Wednesday, July 18, 2007

maybe not so ready after all

I just took something out on Rebound Boy that was really about D.

Maybe I'm not ready to be around humans at all.

And he has no patience for that sort of thing.

Well, that's what being a rebound boy is all about. Being around as I'm practicing and using training wheels and getting shit wrong while I redefine who am I as ME, half of the unit former known as us. I'm thinking if he can't ride this, I'm revoking his license to rebound. We'll see.

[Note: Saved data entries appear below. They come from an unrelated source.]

PR #1002, opened 2022-09-26
Update version to 4.5.0-beta.1

Netyyyy:
As title.


chenrujun:
We should merge it after this new tag created: spring-cloud-azure_4.4.0

saragluna:
@Netyyyy since @hui1110 will take care of this, you could close this PR now.

PR #1003, opened 2022-09-26
Update current version to 4.4.0

Netyyyy:
As title.


current
```diff
@@ -1 +1 @@
-4.3.0
\ No newline at end of file
+4.5.0-beta.1
```
chenrujun, line 1: Current version should be latest released version. It should be `4.4.0`

chenrujun (changes requested):

PR #1009, opened 2022-09-27
Add logic to generate beta version documentation

hui1110:
As title.

### DIFF
--- a/docs/src/main/asciidoc/ghpages.sh
+++ b/docs/src/main/asciidoc/ghpages.sh
@@ -154,17 +154,17 @@ function copy_docs_for_current_version() {
             fi
         done
         COMMIT_CHANGES="yes"
-    elif [[ "${BETA_RELEASE_BRANCHES_VALUE}" == "feature/spring-cloud-azure-passwordless-connection" ]] ; then
-      echo -e "Current branch is '${BETA_RELEASE_BRANCHES_VALUE}' - will copy the current docs only to the root folder"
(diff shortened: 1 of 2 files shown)


docs/src/main/asciidoc/ghpages.sh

I told him I'm not chasing him anymore. He likes the power of being chased. Of course if I'm honest about it, there was always mutual interest displayed - I didn't chase, not really. I told him I'm not playing stupid power games, and he's all about analyzing and retaining power. We are completely and totally ill-suited for each other, which makes him completely safe - I'd never want more. He's an objector FROM conscientious objection - meaning, he was raised in a peace church but would willingly go to war and has no problem with war. He's so ass-backwards about this shit - it's interesting to hear his thinking and to talk things through with him, but there's no way this could be a real relationship. Women shouldn't be ministers, he thinks, and homosexuality is wrong. Seriously, the shit he comes up with is whacked.

And it needs to be ALL FUN AND FEELING GOOD. If I'm not feeling that, then that's that and thanks for the memories.

And now, I forbid myself from thinking about him (much less talking about or to him) for the next five days.

And then the ball is in his court. Because I do, despite his insanity, like being around him - but I'm kinda fond of having my dignity, too.